### WORK INSTRUCTIONS:
Please restate exactly what appears in the records below from the first line to the line where "So, this PR" is, that line included.

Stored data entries
PR #692, opened 2019-10-21
BUG fix PyPi release by adding extra files to the sdist

beckermr:
This PR adds some extra files to the sdist in order to fix the PyPi release. IDK how we did not catch this before. :/

PR #693, opened 2019-10-22
Switch to token authentification for pypi upload

EiffL:
The travis script currently attempts  (and fails) to upload new tagged releases to pypi, because we have a weird password that we never manage to correctly encrypt with travis.

So, this PR replaces the current PyPi authentication method (username+password) by a token-based method. I created a token for the PyPi CCL project, encrypted it, and replaced the old encrypted password.

So this should work, just need to decide whether everyone is ok with automated pushed on newly tagged release. Otherwise, we should comment out/scrap the deploy section of the travis script


beckermr:
I say we comment out automated releases. Also can you approve #692 ?

EiffL:
@beckermr  Alright, I commented the deploy section, if we ever change our mind, it's just a matter of uncommenting it, everything is otherwise well configured.

PR #701, opened 2019-11-13
MAINT clean house after #688

beckermr:
This PR cleans up after #688 

The history will still be full of muck, but we can cherry pick 465d4c5 later when we want to push to the v2 branch


beckermr:
Closing in favor of just living with things as they are.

### EXERCISE RESPONSE:
PR #692, opened 2019-10-21
BUG fix PyPi release by adding extra files to the sdist

beckermr:
This PR adds some extra files to the sdist in order to fix the PyPi release. IDK how we did not catch this before. :/

PR #693, opened 2019-10-22
Switch to token authentification for pypi upload

EiffL:
The travis script currently attempts  (and fails) to upload new tagged releases to pypi, because we have a weird password that we never manage to correctly encrypt with travis.

So, this PR replaces the current PyPi authentication method (username+password) by a token-based method. I created a token for the PyPi CCL project, encrypted it, and replaced the old encrypted password.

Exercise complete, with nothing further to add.